PR #1254, opened 2022-06-13
How to Vote Translation

VirginiaDooley:
This work manually adds missing translations for how to vote guidance for each voting system. 
I've also: 
- refactored the sentence explaining the number of seats available to allow for simpler plural translations. 
- updated the install instructions with `compilemessages` guidance.

### DIFF
--- a/INSTALL.md
+++ b/INSTALL.md
@@ -162,4 +162,8 @@ Once you have pushed your latest changes to your branch:
 `git fetch origin` to get access to the development branch
 `git checkout development` 
 `git merge [YOUR BRANCH NAME]`
-`git push origin develop`
+`git push origin development`
+
+# Update Welsh Translations
+
+After adding new translation tags to a template, run `django-admin compilemessages` then ``django-admin makemessages -l cy --ignore='env*`` to generate matching translation strings to be translated.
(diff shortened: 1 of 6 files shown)


VirginiaDooley:
Changing the 'How you Vote" header in the translation file does not change to Welsh as expected. 
Screen Shot 2022-06-13 at 10 44 22 AM

VirginiaDooley:
How shall I add Welsh voting system names? 

AMS System Aelodau Ychwanegol
FPTP: Y Cyntaf i’r Felin
sv: Pleidlais Atodol
STV: Pleidlais Sengl Drosglwyddadwy
PR-CL: Rhestr Gaeedig
PR-CL: Rhestr Gaeedig

symroe:
> Ideas on how I should add Welsh voting system names?

This is a bit tricky! We could add a column for the Welsh name, but that wouldn't help if we wanted to add other languages in future.

Seeing as we're hard coding the systems in the model already (and we don't really need a database for this model), I think the best option here is to add a new method `get_name` to the model and use the same conditional as we use in `get_absolute_url` to return the translated name, with the text hard coded:

```
@property
    def get_name(self):
        if self.slug == "FPTP":
            return _("First-past-the-post")
```

This will then cause the voting system names to show up in the translations files, where you can add the Welsh. 

You then need to update the code to use this method of course

symroe (approved):

PR #1305, opened 2022-10-11
Hotfix/base template update

VirginiaDooley:
This work 

- Updates the base template structure following additional functionality added in`dc_django_utils=2.0.1`
- Additional package updates were required as a result of these changes
- Replaces `django-robots` https://django-robots.readthedocs.io/en/latest/history/#unreleased
- Addresses deprecated imports following Django upgrade


symroe (approved):

symroe:
This looks good to me!

One minor point I thought of after our call: Can you add a comment / change the name of the test that we got stuck on to indicate that it's checking for text in OG tags?

I can see this tripping future us up, so let's be kind to them!

PR #1375, opened 2022-11-26
Uncontested fixes

### LINKED ISSUE #1332: Candidate profile text for future elections
If a candidate has an election in the future, the table text on their profile reads **Not Elected (vote count not available)**

Can we change this? Perhaps to **Election to be held on [date]**, or similar

Screenshot 2022-11-02 102001

symroe:
* Refactor code to be in model and not in template
* Fix test that marked someone as not elected, but expected the text to say elected
* Show message about future elections in table (fixes #1332)
* Show people when ballot if uncontested

## Future un-cancelled elections 
image

### DIFF
--- a/wcivf/apps/elections/templates/elections/includes/_single_ballot.html
+++ b/wcivf/apps/elections/templates/elections/includes/_single_ballot.html
@@ -120,31 +120,31 @@
                         {% endif %}
                     {% endif %}
                 </p>
+            {% endif %}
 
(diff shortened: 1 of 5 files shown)


symroe:
@Peter @VirginiaDooley Let's go through this together to make sure we're ok with it

VirginiaDooley (approved):
Much clearer. ⭐

pmk01 (approved):

PR #1484, opened 2023-01-26
Remove no-ID messaging for EN/CY

Bekabyx:
_I know the if/else now functionally does the same thing in either case, but I decided to leave the structure in place for when we revisit ID messaging - happy to remove it on request though!_


Bekabyx:
@symroe There is also separate messaging for NI in this project - would you like me to whip that out too (as suggested on WDIV)?

symroe:
Yeah, good spot. Let's make the messaging the same and then we can add the "needs ID" flag to elections and bring it back in again as needed. :+1:

VirginiaDooley (approved):
Approving based on the the assumption that the translation still works based on these changes.

symroe (approved):

PR #1516, opened 2023-02-16
Fix slack notifications

VirginiaDooley:
I missed a step in my previous, related PR of adding the bot to the default slack channel which was causing the channel not to be found. This PR also corrects the indentation which was causing arguments to be missed.  I tested a passing config in the `sam_build` step to confirm the API is working as expected. 

Screenshot 2023-02-16 at 3 58 30 PM


symroe (approved):
Grr, YAML :sob:

Bekabyx (approved):

PR #1520, opened 2023-02-20
Add token variable to deploy config

VirginiaDooley:
After another attempt of adding context variables to the build process at an earlier stage in the CI process, they were still not available at deploy and therefore [the slack notification step has failed in CI](https://app.circleci.com/pipelines/github/DemocracyClub/WhoCanIVoteFor/2821/workflows/5f37ce03-805d-4f2b-b88c-8e1759c401c9/jobs/7180).  After reviewing the env variables in the CI sam deploy development step, I thought I would try to add the slack access tokens to the sam template alongside other redacted variables as a trial step to address the tokens not being found in the staging and prod deploy.

### DIFF
--- a/.circleci/config.yml
+++ b/.circleci/config.yml
@@ -185,6 +185,8 @@ jobs:
                    AppSentryDsn='$SENTRY_DSN' \
                    AppSecretKey='$SECRET_KEY' \
                    AppSlackFeedbackWebhookUrl='$SLACK_FEEDBACK_WEBHOOK_URL' \
+                   AppSlackAccessToken = '$SLACK_ACCESS_TOKEN' \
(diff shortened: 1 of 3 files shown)


VirginiaDooley:
[make deploy fails more visible](https://trello.com/c/7Qmm5gtY/3268-make-deploy-fails-more-visible)

VirginiaDooley:
From Sym:

> I took a look at the shared RDS and saw that there were loads of lost replication slots in there (about 50)
> 
> I did this using select * from pg_replication_slots; as per https://github.com/DemocracyClub/WhoCanIVoteFor/blob/master/docs/rds.md
> 
> I think this was caused by problems with the instances from before (when backups EE were broken)

Closing this PR as it was an attempt at a deploy fix but in the wrong direction.

PR #1534, opened 2023-03-24
Remove staging from the ci config

Bekabyx:
This is a temporary measure to get us through the weekend due to some tricky problems popping up on deploy.


symroe (approved):
CircleCI is the true reviewer in this case, but I think it looks good!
_ _ _ _
● **Your assignment**
Each record needs to be given again exactly.

● **Your response**
PR #1254, opened 2022-06-13
How to Vote Translation

VirginiaDooley:
This work manually adds missing translations for how to vote guidance for each voting system. 
I've also: 
- refactored the sentence explaining the number of seats available to allow for simpler plural translations. 
- updated the install instructions with `compilemessages` guidance.

### DIFF
--- a/INSTALL.md
+++ b/INSTALL.md
@@ -162,4 +162,8 @@ Once you have pushed your latest changes to your branch:
 `git fetch origin` to get access to the development branch
 `git checkout development` 
 `git merge [YOUR BRANCH NAME]`
-`git push origin develop`
+`git push origin development`
+
+# Update Welsh Translations
+
+After adding new translation tags to a template, run `django-admin compilemessages` then ``django-admin makemessages -l cy --ignore='env*`` to generate matching translation strings to be translated.
(diff shortened: 1 of 6 files shown)


VirginiaDooley:
Changing the 'How you Vote" header in the translation file does not change to Welsh as expected. 
Screen Shot 2022-06-13 at 10 44 22 AM

VirginiaDooley:
How shall I add Welsh voting system names? 

AMS System Aelodau Ychwanegol
FPTP: Y Cyntaf i’r Felin
sv: Pleidlais Atodol
STV: Pleidlais Sengl Drosglwyddadwy
PR-CL: Rhestr Gaeedig
PR-CL: Rhestr Gaeedig

symroe:
> Ideas on how I should add Welsh voting system names?

This is a bit tricky! We could add a column for the Welsh name, but that wouldn't help if we wanted to add other languages in future.

Seeing as we're hard coding the systems in the model already (and we don't really need a database for this model), I think the best option here is to add a new method `get_name` to the model and use the same conditional as we use in `get_absolute_url` to return the translated name, with the text hard coded:

```
@property
    def get_name(self):
        if self.slug == "FPTP":
            return _("First-past-the-post")
```

This will then cause the voting system names to show up in the translations files, where you can add the Welsh. 

You then need to update the code to use this method of course

symroe (approved):

PR #1305, opened 2022-10-11
Hotfix/base template update

VirginiaDooley:
This work 

- Updates the base template structure following additional functionality added in`dc_django_utils=2.0.1`
- Additional package updates were required as a result of these changes
- Replaces `django-robots` https://django-robots.readthedocs.io/en/latest/history/#unreleased
- Addresses deprecated imports following Django upgrade


symroe (approved):

symroe:
This looks good to me!

One minor point I thought of after our call: Can you add a comment / change the name of the test that we got stuck on to indicate that it's checking for text in OG tags?

I can see this tripping future us up, so let's be kind to them!

PR #1375, opened 2022-11-26
Uncontested fixes

### LINKED ISSUE #1332: Candidate profile text for future elections
If a candidate has an election in the future, the table text on their profile reads **Not Elected (vote count not available)**

Can we change this? Perhaps to **Election to be held on [date]**, or similar

Screenshot 2022-11-02 102001

symroe:
* Refactor code to be in model and not in template
* Fix test that marked someone as not elected, but expected the text to say elected
* Show message about future elections in table (fixes #1332)
* Show people when ballot if uncontested

## Future un-cancelled elections 
image

### DIFF
--- a/wcivf/apps/elections/templates/elections/includes/_single_ballot.html
+++ b/wcivf/apps/elections/templates/elections/includes/_single_ballot.html
@@ -120,31 +120,31 @@
                         {% endif %}
                     {% endif %}
                 </p>
+            {% endif %}
 
(diff shortened: 1 of 5 files shown)


symroe:
@Peter @VirginiaDooley Let's go through this together to make sure we're ok with it

VirginiaDooley (approved):
Much clearer. ⭐

pmk01 (approved):

PR #1484, opened 2023-01-26
Remove no-ID messaging for EN/CY

Bekabyx:
_I know the if/else now functionally does the same thing in either case, but I decided to leave the structure in place for when we revisit ID messaging - happy to remove it on request though!_


Bekabyx:
@symroe There is also separate messaging for NI in this project - would you like me to whip that out too (as suggested on WDIV)?

symroe:
Yeah, good spot. Let's make the messaging the same and then we can add the "needs ID" flag to elections and bring it back in again as needed. :+1:

VirginiaDooley (approved):
Approving based on the the assumption that the translation still works based on these changes.

symroe (approved):

PR #1516, opened 2023-02-16
Fix slack notifications

VirginiaDooley:
I missed a step in my previous, related PR of adding the bot to the default slack channel which was causing the channel not to be found. This PR also corrects the indentation which was causing arguments to be missed.  I tested a passing config in the `sam_build` step to confirm the API is working as expected. 

Screenshot 2023-02-16 at 3 58 30 PM


symroe (approved):
Grr, YAML :sob:

Bekabyx (approved):

PR #1520, opened 2023-02-20
Add token variable to deploy config

VirginiaDooley:
After another attempt of adding context variables to the build process at an earlier stage in the CI process, they were still not available at deploy and therefore [the slack notification step has failed in CI](https://app.circleci.com/pipelines/github/DemocracyClub/WhoCanIVoteFor/2821/workflows/5f37ce03-805d-4f2b-b88c-8e1759c401c9/jobs/7180).  After reviewing the env variables in the CI sam deploy development step, I thought I would try to add the slack access tokens to the sam template alongside other redacted variables as a trial step to address the tokens not being found in the staging and prod deploy.

### DIFF
--- a/.circleci/config.yml
+++ b/.circleci/config.yml
@@ -185,6 +185,8 @@ jobs:
                    AppSentryDsn='$SENTRY_DSN' \
                    AppSecretKey='$SECRET_KEY' \
                    AppSlackFeedbackWebhookUrl='$SLACK_FEEDBACK_WEBHOOK_URL' \
+                   AppSlackAccessToken = '$SLACK_ACCESS_TOKEN' \
(diff shortened: 1 of 3 files shown)


VirginiaDooley:
[make deploy fails more visible](https://trello.com/c/7Qmm5gtY/3268-make-deploy-fails-more-visible)

VirginiaDooley:
From Sym:

> I took a look at the shared RDS and saw that there were loads of lost replication slots in there (about 50)
> 
> I did this using select * from pg_replication_slots; as per https://github.com/DemocracyClub/WhoCanIVoteFor/blob/master/docs/rds.md
> 
> I think this was caused by problems with the instances from before (when backups EE were broken)

Closing this PR as it was an attempt at a deploy fix but in the wrong direction.

PR #1534, opened 2023-03-24
Remove staging from the ci config

Bekabyx:
This is a temporary measure to get us through the weekend due to some tricky problems popping up on deploy.


symroe (approved):
CircleCI is the true reviewer in this case, but I think it looks good!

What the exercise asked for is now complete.